# WORK REQUEST
Scan the entries below and return each line that contains "question".

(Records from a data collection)
= = = = = = =

PR #85, opened 2019-11-21
Add option for additional security groups

mpescetto:
# Description

I need to attach a security group to the ECS service that isn't generated by this module. So I'm adding an optional variable for that.

Also adding an optional variable to override the task execution role name so that we can name it what we want.


mpescetto:
Closing due to inactivity.

PR #91, opened 2020-01-14
Allow specifying Atlantis command line

sftim:
# Description

Allow specifying `CMD` for the Atlantis container inside Fargate.

This is useful if you want to set [custom flags](https://www.runatlantis.io/docs/server-configuration.html#flags) for the Atlantis server process.


lkysow:
You can already set `custom_environment_variables`. Every flag can be set as an environment variable so that should work?

sftim:
That is a good point @lkysow

bryantbiggs:
hi @sftim - this functionality is available now with v2.21.0 per #144

Issue #72, opened 2019-08-22
task_definition version always known after apply


TarekAS:
Hello,

While using this module, I get the following message every time I do ```terraform apply```.

```
~ resource "aws_ecs_service" "atlantis" {
        cluster                            = "arn:aws:ecs:eu-west-1:[REDACTED]:cluster/atlantis"
        deployment_maximum_percent         = 200
        deployment_minimum_healthy_percent = 50
        desired_count                      = 1
        enable_ecs_managed_tags            = false
        health_check_grace_period_seconds  = 0
        iam_role                           = "aws-service-role"
        id                                 = "arn:aws:ecs:eu-west-1:[REDACTED]:service/atlantis"
        launch_type                        = "FARGATE"
        name                               = "atlantis"
        platform_version                   = "LATEST"
        propagate_tags                     = "NONE"
        scheduling_strategy                = "REPLICA"
        tags                               = {}
      ~ task_definition                    = "atlantis:2" -> (known after apply)
```

Is there any way to avoid this?

The following is my module usage:

```
module "atlantis" {
  source  = "terraform-aws-modules/atlantis/aws"
  version = "~> 2.0"

  name               = "atlantis"
  vpc_id             = "${aws_vpc.myvpc.id}"
  private_subnet_ids = ["${aws_subnet.private-1a.id}", "${aws_subnet.private-1b.id}", "${aws_subnet.private-1c.id}"]
  public_subnet_ids  = ["${aws_subnet.public-1a.id}", "${aws_subnet.public-1b.id}", "${aws_subnet.public-1c.id}"]

  certificate_arn       = "redacted"
  create_route53_record = false

  atlantis_github_user       = "${local.atlantis_github_username}"
  atlantis_github_user_token = "${local.atlantis_github_access_token}"
  atlantis_repo_whitelist    = ["redacted"]

  ssm_kms_key_arn = "redacted"
}
```

jondunning:
Having the same issue

jseiser:
Same issue present in my deployments as well.

wreulicke:
I have same issue.

I seem that this issue is caused by this PR.
https://github.com/terraform-aws-modules/terraform-aws-atlantis/pull/62

wreulicke:
@antonbabenko 
What do you think?

tomwj:
https://github.com/tomwj/terraform-aws-atlantis/commit/22a4b644bcc14447ca6d209013e8055c88561d21

[...]

PR #124, opened 2020-05-13
Fix issue #72 task_definition known after apply

tomwj:
## Description
Using a data provider means terraform doesn't have the information required until runtime to determine if the `task_definition` needs to be updated. Subsequently an update is triggered on every `apply`. It has the information locally already, by removing the indirection of a data provider terraform can correctly reconcile if any updates are required prior to `apply` being run. Essentially it's making the dependency between the `aws_ecs_service` and `aws_ecs_task_definition` explicit rather than implied through the `data` provider and `depends_on`

https://www.terraform.io/docs/configuration/data-sources.html#data-resource-dependencies

## Motivation and Context
Currently atlantis shows an update everytime a plan or apply is run despite no configuration changes.
https://github.com/terraform-aws-modules/terraform-aws-atlantis/issues/72

## Breaking Changes
None that I'm aware of.

## How Has This Been Tested?
- Confirmed that updating the vars that are used in the `task_definition` trigger an update
- Manually create a new task_definition revision and confirm that terraform will role back to the 

AWS, plan/apply and manual changes

### DIFF
--- a/main.tf
+++ b/main.tf
@@ -501,19 +501,10 @@ resource "aws_ecs_task_definition" "atlantis" {
   tags = local.tags
 }
 
-data "aws_ecs_task_definition" "atlantis" {
-  task_definition = var.name
-
-  depends_on = [aws_ecs_task_definition.atlantis]
-}
-
 resource "aws_ecs_service" "atlantis" {
   name    = var.name
   cluster = module.ecs.this_ecs_cluster_id
-  task_definition = "${data.aws_ecs_task_definition.atlantis.family}:${max(
-    aws_ecs_task_definition.atlantis.revision,
-    data.aws_ecs_task_definition.atlantis.revision,
-  )}"
+  task_definition = "${aws_ecs_task_definition.atlantis.family}:${aws_ecs_task_definition.atlantis.revision}"
   desired_count                      = var.ecs_service_desired_count
   launch_type                        = "FARGATE"
   deployment_maximum_percent         = var.ecs_service_deployment_maximum_percent


antonbabenko:
This PR is not going to work for the situation when a user deploys Atlantis once and then uses something else to update ECS Task Definition (eg, deploy new version of an image).

I remember that I and some other people I know used [ecs-deploy](https://github.com/silinternational/ecs-deploy) or similar tools to do actual deployments. This way we were sure that all infrastructure was managed as code and the image was updating during CI/CD process. I may not remember all details now, but in general, this was the process. I don't remember what is the right approach to avoid what you are experiencing.

/cc @maartenvanderhoef @osterman Do you remember what is the right solution to achieve a clean plan with `task_definition` every time?

maartenvanderhoef:
Hi, what if you only drop the `depends_on` from the `aws_ecs_task_definition` datasource, IIRC `depends_on` inside datasources causes weird behaviour like this.

domcleal:
> Hi, what if you only drop the `depends_on` from the `aws_ecs_task_definition` datasource, IIRC `depends_on` inside datasources causes weird behaviour like this.

I think `depends_on` is needed for the first `apply` of this module to work, as the data source will fail if the task definition didn't already exist. Unfortunately data sources that depend on resources will always cause this behaviour of showing up in plans.

> This PR is not going to work for the situation when a user deploys Atlantis once and then uses something else to update ECS Task Definition (eg, deploy new version of an image).

I've opened #163 which keeps this working with a new input variable, is this a reasonable compromise do you think?

PR #125, opened 2020-05-15
Add a configuration for the Github Hostname

thyming:
## Description
This adds a variable to the module to allow targeting an on-prem installation of Github Enterprise. 

## Motivation and Context
Using this with enterprise requires manually injecting an environment variable.


antonbabenko:
Hi @thyming !

I am not sure we need to add this to the module because there are a lot of optional parameters like this.

You can always pass extra variables this like this:

```terraform
    {
      name  = "ATLANTIS_GH_HOSTNAME"
      value = "https://mygithub.com"
    }
]
```

Are you sure that the default value should be

thyming:
Fair enough. Just seemed inconsistent that there was one for gitlab and not github.

PR #135, opened 2020-06-20
feat: Refactor to use SSM ARNs directly from resources

DrFaust92:
## Description

remove the `aws_ssm_path` variable to get full proper ARN from SSM resources instead of building it manually

## Breaking Changes

NONE

## How Has This Been Tested?

Run with the sample tfvars, added the changes and re-run to get no diffs (aside from regular ECS diff)

### DIFF
--- a/main.tf
+++ b/main.tf
@@ -382,11 +382,11 @@ data "aws_iam_policy_document" "ecs_task_access_secrets" {
   statement {
     effect = "Allow"
 
-    resources = coalescelist(
+    resources = flatten(list(
       aws_ssm_parameter.webhook.*.arn,
       aws_ssm_parameter.atlantis_github_user_token.*.arn,
       aws_ssm_parameter.atlantis_gitlab_user_token.*.arn,
-    aws_ssm_parameter.atlantis_bitbucket_user_token.*.arn)
+    aws_ssm_parameter.atlantis_bitbucket_user_token.*.arn))
 
     actions = [
       "ssm:GetParameters",
--- a/main.tf
+++ b/main.tf
@@ -98,8 +98,6 @@ locals {
 
 data "aws_region" "current" {}
 
-data "aws_caller_identity" "current" {}
-
 data "aws_route53_zone" "this" {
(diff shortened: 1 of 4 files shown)


main.tf
```diff
@@ -384,12 +382,11 @@ data "aws_iam_policy_document" "ecs_task_access_secrets" {
   statement {
     effect = "Allow"
 
-    resources = [
-      "arn:${var.aws_ssm_path}:ssm:${data.aws_region.current.name}:${data.aws_caller_identity.current.account_id}:parameter${var.webhook_ssm_parameter_name}",
-      "arn:${var.aws_ssm_path}:ssm:${data.aws_region.current.name}:${data.aws_caller_identity.current.account_id}:parameter${var.atlantis_github_user_token_ssm_parameter_name}",
-      "arn:${var.aws_ssm_path}:ssm:${data.aws_region.current.name}:${data.aws_caller_identity.current.account_id}:parameter${var.atlantis_gitlab_user_token_ssm_parameter_name}",
-      "arn:${var.aws_ssm_path}:ssm:${data.aws_region.current.name}:${data.aws_caller_identity.current.account_id}:parameter${var.atlantis_bitbucket_user_token_ssm_parameter_name}",
-    ]
+    resources = coalescelist(
```
antonbabenko, line 385: This will find the first non-empty list.

Maybe unrelated question... Is it possible to make this module work for multiple types of VCS at the same time with little or no changes?

DrFaust92: fixed this with bt replacing `coalescelist` with `flatten(list())` this works fine for create. but it didnt seem to work right with update. it only saw diff for update the second run

DrFaust92: to the other question, i don't think so... there are things like `secret_name_key` that are specific to the input and will default to one of the first parameters that are listed

antonbabenko:
Thanks, @DrFaust92 !

[v2.18.0](https://github.com/terraform-aws-modules/terraform-aws-atlantis/releases/v2.18.0) has been just released.

PR #396, opened 2020-10-22
allow compute status without signature

alexcos20:
requires new provider.
New change:  added optional sign parameter to status function:

 /**
   * Returns information about the status of all compute jobs, or a single compute job.
   * @param  {Account} consumerAccount The account of the consumer ordering the service.
   * @param  {string} did Decentralized identifier.
   * @param  {string} jobId The ID of the compute job to be stopped
   * @param  {boolean} sign If the provider request is going to be signed(default) (full status) or not (short status)
   * @return {Promise<ComputeJob[]>} Returns the status
   */
  public async status(
    consumerAccount: Account,
    did?: string,
    jobId?: string,
    sign = true
  ): Promise<ComputeJob[]> {

### DIFF
--- a/src/provider/Provider.ts
+++ b/src/provider/Provider.ts
@@ -186,7 +186,7 @@ export class Provider extends Instantiable {
       const signature = await this.createHashSignature(consumerAccount, signatureMessage)
       url += `&signature=${signature}`
     }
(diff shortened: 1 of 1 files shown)


trentmc:
Making high priority to prevent further slippage of quality.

= = = = = = =

# YOUR SOLUTION
Maybe unrelated question... Is it possible to make this module work for multiple types of VCS at the same time with little or no changes?
DrFaust92: to the other question, i don't think so... there are things like `secret_name_key` that are specific to the input and will default to one of the first parameters that are listed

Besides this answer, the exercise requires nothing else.